Record excerpts:
____

PR #371, opened 2026-03-11
Contribute APEX Rig publish to USD layer

### LINKED ISSUE #351: YN-0439: Houdini: Contribute a rig publish to USD layer directly

On publishing a rig product type we want to publish some primvar to a rig department layer inside a USD file that points to the published rig product, just like an AYON USD Contribution.

It would essentially write out a USD representation that would get layered into a USD asset. The USD representation would describe the root level primvar pointing to the rig. This could, if the representations live next to each other even point to the bgeo representation using a relative asset path like

```
@./rig.bgeo.sc
``` 

### Additional context:

_This issue was automatically created from AYON ticket [YN-0439]( https://support.ayon.app/projects/Active_Clients/overview?project=Active_Clients&type=folder&id=95cafcc0fab811f08818a1184b131b72)

MustafaJafar:
## Changelog Description
This PR adds a usd representation to the rig product and contribute it to the usdAsset.
Also, defines a standard way for loading rigs, initializing the scene and contribute animation cache to USD.

- [x] Fix bugs and add missing pieces for APEX Rig publish (render target & validate sop)
- [x] Add USD contribution publish options to APEX Rig Publish
- [x] Add an early collector that creates a usd layer, add it as another representation to the rig product, contribute it to the usdAsset. 
- [x] Check if contribution workflow picks it up
- [x] Add more metadata to the rig usd layer that points to bgeo rig  representation. this is for implementing automation.
  image
- [ ] Add automation that auto loads the rig associated with the rig usd layer and add characters and props to scene. https://github.com/ynput/ayon-houdini/pull/384

## Additional Info
This PR https://github.com/ynput/ayon-houdini/pull/376 adds support publishing animation data.

## Testing notes:
1. Create an APEX rig and a publish instance for it.
2. USD contribution options should be present in the publish tab, already initialized with rig department layer.


client/ayon_houdini/plugins/create/create_bgeo.py
```diff
@@ -120,3 +124,30 @@ def get_network_categories(self):
...
+
+    def get_detail_description(self):
+        return inspect.cleandoc(
+            """Write a BGEO output file as `rig` product type. This can be
+            used to publish APEX rigs which are in essence just SOP-level
+            data representing a rig structure."""
+        )
+
+    def get_publish_families(self):
+        return ["rig", "apex", "bgeo", "publish.hou",  "usd"]
```
BigRoy: What's the `apex` family needed for aside of the `rig` family? Can't we just target `rig` family?

client/ayon_houdini/plugins/publish/collect_apex_usd.py
```diff
@@ -0,0 +1,34 @@
...
+
+        # Save the file
+        staging_dir = instance.data.get("stagingDir")
+        filename = f"{instance.name}.usd"
+        filepath = os.path.join(staging_dir, filename)
+
+        self.log.debug(f"Saving rig layer: {filepath}")
+        sdf_layer.Export(filepath, args={"format": "usda"})
+
+        instance.data["rig_layer"] = filepath
```
moonyuet: I am a bit confused about this. 
Why are you creating and saving rig layer at the collector, Shouldn't this be either you create some temp layers and save in the temp directory when you are creating instances, or you create anonymous layer during the context and publishing that layer as usda in extractor?
And also why the filename extension is `.usd` instead of `.usda` while you are exporting with format in `.usda`?

MustafaJafar: > Why are you creating and saving rig layer at the collector, Shouldn't this be either you create some temp layers and save in the temp directory when you are creating instances, or you create anonymous layer during the context and publishing that layer as usda in extractor?

When I checked our code, I found out we either `Sdf.Layer.CreateAnonymous()` or `Sdf.Layer.OpenAsAnonymous(layer_path)`. 

What I know from the execution flow, that the layer needs to exist early enough for the `ExtractUSDAssetContribution` plugin picks it.

But, I can't fill in the essential data to the layer on creation because I need some instance data that are not collected yet. 

Therefore, I created an empty layer early, and saved its path so that I can reopen again at the correct order.
Once opened I can add the require data to it.


> why the filename extension is `.usd` instead of `.usda` while you are exporting with format in `.usda`?

I adopted the same logic in 
 https://github.com/ynput/ayon-core/blob/dd0601bdf5cb4c8ffb678388978049423eb355f7/client/ayon_core/plugins/publish/extract_usd_layer_contributions.py#L814

moonyuet: I can see why you are exporting usda while the representation data of filename is ended with usd. But the logic here you adopted is from the extractor, right? I dont think it's safe adding and exporting layer in the collector but it should be instead exporting in extractor and the addition of layer should be lasted in the creating instance?

MustafaJafar: Hey, 
in this commit https://github.com/ynput/ayon-houdini/pull/371/commits/5ce2907754a11ee7baa330238dc987f03fbd4a2a  the layer is only saved on extraction.

client/ayon_houdini/plugins/publish/extract_apex_usd.py
```diff
@@ -0,0 +1,104 @@
...
+            representation_name="bgeo",
+            ext=ext,
+            version=version_name if specific_version else None
+        )
+        # Ensure `None` for now is also a string
+        path = str(path)
+        path = os.path.normpath(path)
+        if platform.system().lower() == "windows":
+            path = path.replace("\\", "/")
+        return path
```
MustafaJafar: For reference, this function returns a full path and it won't work if someone is using multi-os in their studio.

here's an example 
```
    uniform string ayon:apex_rig = "H:/AYON/projects/Experiments/ideas/apex_usd/apex_rig_animation_no_solaris/publish/rig/rigMain/v001/Expr_apex_rig_animation_no_solaris_rigMain_v001.bgeo.sc"
```

client/ayon_houdini/plugins/create/create_bgeo.py
```diff
@@ -38,7 +39,7 @@ def create(self, product_name, instance_data, pre_create_data):
 
         parms = {}
 
-        instance_node.parm("trange").set(1)
+        self.set_trange(instance_node)
```
moonyuet, line 42: Any reason why you choose to create the function for this instead of adopting the original approach(i.e. `instance_node.parm("trange").set(1)`)?

MustafaJafar: This is shared with different creators, that only requires set range to a different value. so I moved it to a function.

MustafaJafar:
Client reported this PR works for them [here](https://discord.com/channels/517362899170230292/1495805462464168039/1496163671280455880).  and the HDA still need additional tweaking #384   
Tagging @moonyuet @BigRoy

client/ayon_houdini/plugins/publish/extract_apex_usd.py
```diff
@@ -0,0 +1,104 @@
...
+        specific_version = isinstance(version_name, int)
+        path = get_instance_expected_output_path(
+            instance,
+            representation_name="bgeo",
+            ext=ext,
+            version=version_name if specific_version else None
+        )
+        # Ensure `None` for now is also a string
+        path = str(path)
+        path = os.path.normpath(path)
```
moonyuet: `get_instance_expected_output_path` function is already returning resolved path see [here](https://github.com/ynput/ayon-core/blob/d2e17592638e2ef8e4aa685249c3f4e7da7126e8/client/ayon_core/pipeline/publish/lib.py#L1054)
```suggestion
```

client/ayon_houdini/plugins/publish/extract_apex_usd.py
moonyuet: Or we can do this?

```suggestion
        normalized path = Path(path)
        return str(normalized_path)
```

moonyuet (approved):
Looks good for me, we can merge this after you resolve the comment above.

client/ayon_houdini/plugins/publish/extract_apex_usd.py
```diff
@@ -0,0 +1,102 @@
...
+        path = get_instance_expected_output_path(
+            instance,
+            representation_name="bgeo",
+            ext=ext,
+            version=version_name if specific_version else None
+        )
+        if path:
+            return path
+
+        raise RuntimeError("Unable to resolve publish path.")
```
MustafaJafar: @moonyuet what do you think. it's inspired by https://github.com/ynput/ayon-core/blob/7b863f71efce090114225b25b3ab9c1524a2a8f8/client/ayon_core/plugins/publish/extract_usd_layer_contributions.py#L177-L179

moonyuet: I am ok with that.

client/ayon_houdini/plugins/publish/collect_apex_usd.py
```diff
@@ -0,0 +1,25 @@
...
+class CollectAPEXUSD(plugin.HoudiniInstancePlugin):
+    """Collect APEX USD Rig Layer
+
+    Create Empty USD Rig layer"""
+
+    # Run Before CollectUSDLayerContributions from core plugins
+    order = pyblish.api.CollectorOrder + 0.25
+    label = "Collect APEX To USD"
+
+    families = ["rig"]
```
BigRoy: Does it make more sense for this to target `apex` family perhaps? 🤔

client/ayon_houdini/plugins/publish/collect_apex_usd.py
```diff
@@ -0,0 +1,25 @@
...
+
+    def process(self, instance):
+        sdf_layer = Sdf.Layer.CreateAnonymous()
+        self.log.debug(f"Creating USD rig layer: {sdf_layer}")
+        instance.data["rig_layer"] = sdf_layer
```
BigRoy: Remind me - why did this need to be created at Collector Order already? I see no other thing relying on `rig_layer` instance data? Why can't we create this anonymous layer in the extractor when we need it?

If there's reasons to do so - can we please add it to the docstring of the plug-in explaining why we need to. Currently it feels like it's just complicating things?

client/ayon_houdini/plugins/publish/extract_apex_usd.py
```diff
@@ -0,0 +1,101 @@
...
+        #   if it is a path, use it in the file read and add it as asset.
+        #   if not load model layer and add it as prop.
+        rig_attr = Sdf.AttributeSpec(
+            asset_prim,
+            "ayon:apex_rig",
+            Sdf.ValueTypeNames.String,
+            variability=Sdf.VariabilityUniform
+        )
+        rig_attr.default = self.get_representation_path_in_publish_context(
+            instance)
```
BigRoy: I think we should make this an AYON entity URI - possibly even _always_ regardless of settings. Why? Because how we're using this attribute and what we're loading through it is completely our logic - and _that_ logic should just be doing a call to AYON backend possibly to resolve the path? Yes, it'd require an additional database call to resolve the path. But it'd solve many other things (cross-OS most specifically, etc.)

Unless the HDA and logic we provide to load the rigs is entirely AYON-agnostic somehow I don't see a reason to use regular paths here. 🤔 But to avoid the issue that I'm wrong here (which I usually am, we can potentially allow this to be a path, but default in settings that we author AYON entity URI for the attribute, but allow to disable that and write regular paths instead. Which I suppose the "make relative USD" plug-in in `ayon-usd` would be able to make relative, right?)

client/ayon_houdini/plugins/publish/collect_apex_usd.py
MustafaJafar: > Remind me - why did this need to be created at Collector Order already? I see no other thing relying on rig_layer instance data? Why can't we create this anonymous layer in the extractor when we need it?

If I'm not mistaken, because of `CollectUSDLayerContribution`. 
It needs layers to include in the usdAsset.

client/ayon_houdini/plugins/publish/extract_apex_usd.py
MustafaJafar: IMO, making it relative is the first step. but, I'm not sure about the recommended way to do it.
that why I made this comment https://github.com/ynput/ayon-houdini/pull/371#discussion_r3072374867

I think for a second step to add option to allow using URIs. (I think it can be done in a follow up PR)
and maybe we can add some action to file parameters in compliance to `Load with AYON` that adds some expression for resolving the URI.

client/ayon_houdini/plugins/publish/collect_apex_usd.py
MustafaJafar: I believe it will work. but, I didn't test it.
tbh, I tried to make the implementation a bit generic to support more apex products. like animation that I explored here #376

client/ayon_houdini/plugins/publish/extract_apex_usd.py
BigRoy: > IMO, making it relative is the first step. but, I'm not sure about the recommended way to do it.
that why I made this comment https://github.com/ynput/ayon-houdini/pull/371#discussion_r3072374867

Well, the load logic that applies to this asset path is entirely custom - we don't NEED the AYON USD resolver to resolve these - we can just call the method explicitly from the backend, etc. As such, I don't see much reason not to use an entity URI here. We have full control, and it's the most explicit type of asset paths we have for AYON entities.

Anyway, I think making the path relative - would already be completely solved by just enabling the `USDOutputProcessorRemapToRelativePaths` (Process USD files to use relative paths - plug-in) in `ayon-usd`. It needs no changes here, right?

BigRoy: Ah wait! :) This should not be a `String`, but an `Asset` - That should solve the relative path aspect I described [here](https://github.com/ynput/ayon-houdini/pull/371/changes#r3156971658) by using the `ayon-usd` plugin.
The value should then be `Sdf.AssetPath`.

client/ayon_houdini/plugins/publish/collect_apex_usd.py
BigRoy: Ah I see - and in that scenario you feel that both are `apex` even though on is the rig and the other is the animation. Maybe I'd just expect the families to be more explicit then. I don't see the overlap where you'd use the `apex` family at the moment then. But `rig` is fine for me then.

client/ayon_houdini/plugins/publish/extract_apex_usd.py
BigRoy: Should not be a string, but `Asset` spec. See: https://github.com/ynput/ayon-houdini/pull/371#discussion_r3156981445

client/ayon_houdini/plugins/publish/collect_apex_usd.py
BigRoy: But that one also wouldn't use `rig_layer` from `instance.data` anyway, right? So I'm not sure how this currently would solve anything 🤔

client/ayon_houdini/plugins/publish/extract_apex_usd.py
MustafaJafar: So, should it be like this:
```suggestion
        rig_attr.default = Sdf.AssetPath(
            self.get_representation_path_in_publish_context(
                instance))
```

BigRoy: I think so, yes - but you'd need to adjust the AttributeSpec type as well.

client/ayon_houdini/plugins/publish/collect_apex_usd.py
BigRoy: Can you double check @MustafaJafar if you can live without this?

MustafaJafar:
@BigRoy so, the collector plugin was redundant. I've removed it in https://github.com/ynput/ayon-houdini/pull/371/commits/00ad6fd0435b58e059fcf81f584fc8955e1c9a6f

client/ayon_houdini/plugins/publish/extract_apex_usd.py
```diff
@@ -0,0 +1,106 @@
...
+    label = "Extract APEX To USD"
+
+    families = ["rig"]
+
+    def process(self, instance):
+        """Inject the current working file"""
+
+        sdf_layer = Sdf.Layer.CreateAnonymous()
+        self.log.debug(f"Creating USD rig layer: {sdf_layer}")
+        instance.data["rig_layer"] = sdf_layer
```
BigRoy: We have no other plug-in using this data, so I think can we avoid storing it. Right?

```suggestion
```

client/ayon_houdini/plugins/publish/extract_apex_usd.py
```diff
@@ -0,0 +1,106 @@
...
+        default_prim_path = Sdf.Path(f"/{default_prim.strip('/')}")
+        asset_prim = get_or_define_prim_spec(
+            sdf_layer,
+            default_prim_path,
+            "Xform"
+        )
+        asset_prim.specifier = Sdf.SpecifierOver
+        # "ayon:apex_rig" if apex rig exist:
+        #   if it is a path, use it in the file read and add it as asset.
+        #   if not load model layer and add it as prop.
```
BigRoy: Comment is not relevant/inaccurate?
```suggestion
```

client/ayon_houdini/plugins/publish/extract_apex_usd.py
```diff
@@ -0,0 +1,106 @@
...
+
+    order = pyblish.api.ExtractorOrder
+    label = "Extract APEX To USD"
+
+    families = ["rig"]
+
+    def process(self, instance):
+        """Inject the current working file"""
+
+        sdf_layer = Sdf.Layer.CreateAnonymous()
```
BigRoy: Since we now know where we'll be writing out the resulting file will need to go, I feel like we can instead now use `Sdf.Layer.CreateNew` with the identifier being the filepath, and then we can just trigger `sdf_layer.Save()` when we've completed our attribute inside the scene file?

Thoughts @MustafaJafar ?

client/ayon_houdini/plugins/publish/extract_apex_usd.py
```diff
@@ -0,0 +1,106 @@
...
+        path = get_instance_expected_output_path(
+            instance,
+            representation_name="bgeo",
+            ext=ext,
+            version=version_name if specific_version else None
+        )
+        if path:
+            return path
+
+        raise RuntimeError("Unable to resolve publish path.")
```
BigRoy: Can we add in the error the message of the "bgeo" name it looked for?

client/ayon_houdini/plugins/publish/extract_apex_usd.py
MustafaJafar: It's irrelevant. 
However, it's a useful piece of advice for making automated setup when load the apex rig.
After loading the usdAsset,
- If `ayon:apex_rig` is found, use `sceneaddcharacter`
- If it's not found, use `sceneaddprop`

client/ayon_houdini/plugins/publish/extract_apex_usd.py
MustafaJafar: I moved the layer creation to the top.

client/ayon_houdini/plugins/publish/extract_apex_usd.py
MustafaJafar: Do you mean the product name it looked for?

Unfortunately, the `get_instance_expected_output_path` function only returns path or none.
I believe we only have 
- file_path in work directory
- ext
- version_name
- representation_name

client/ayon_houdini/plugins/publish/extract_apex_usd.py
MustafaJafar: I removed these commects. do you think this piece of information should exist some where?

client/ayon_houdini/plugins/publish/extract_apex_usd.py
BigRoy: The product name would be nice - but I suppose even just reading the representation name we looked for already helps.

client/ayon_houdini/plugins/publish/extract_apex_usd.py
BigRoy: What you're describing [here](https://github.com/ynput/ayon-houdini/pull/371#discussion_r3167254675) is not at all what I got from the comments in the code. I think this sounds more like info for documentation or alike than for this part of the codebase.

client/ayon_houdini/plugins/publish/extract_apex_usd.py
```diff
@@ -0,0 +1,101 @@
...
+            variability=Sdf.VariabilityUniform
+        )
+        rig_path = self.get_representation_path_in_publish_context(
+            instance
+        )
+        self.log.debug(f"Setting 'ayon:apex_rig' attr to '{rig_path}'")
+        rig_attr.default = Sdf.AssetPath(rig_path)
+
+        # Save the file
+        sdf_layer.Export(layer_path, args={"format": "usda"})
```
BigRoy: You can specify the format on `CreateNew` and then just use `Save()` - now with still exporting, you're not getting the potential optimization benefit that you're already operating on the Sdf Layer set to the filepath. Meaning you don't need to specify layer path here again.


```suggestion
        sdf_layer.Save()
```
And add the format to the CreateNew call.

MustafaJafar:
I've gave it one more test and it works.
@BigRoy Let me know what do you think.

BigRoy (approved):
Awesome, looks good to me.

Not entirely sure whether we'll want to end up ALWAYS writing the USD file (and hence with that also deal with the USD contributions and whatnot) but since APEX rig adoption in Houdini is super low currently I think it's fine to take this along now and we can allow to disable it in some form later if requested.

Also, I'm still thinking using an entity URI for the apex rig asset path is better. But since it's now an Asset attribute, I feel it's fine for now.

____

Aim of the exercise:
Using the entries above, copy out all lines that contain the string "automation".

Answer space:
- [x] Add more metadata to the rig usd layer that points to bgeo rig  representation. this is for implementing automation.
- [ ] Add automation that auto loads the rig associated with the rig usd layer and add characters and props to scene. https://github.com/ynput/ayon-houdini/pull/384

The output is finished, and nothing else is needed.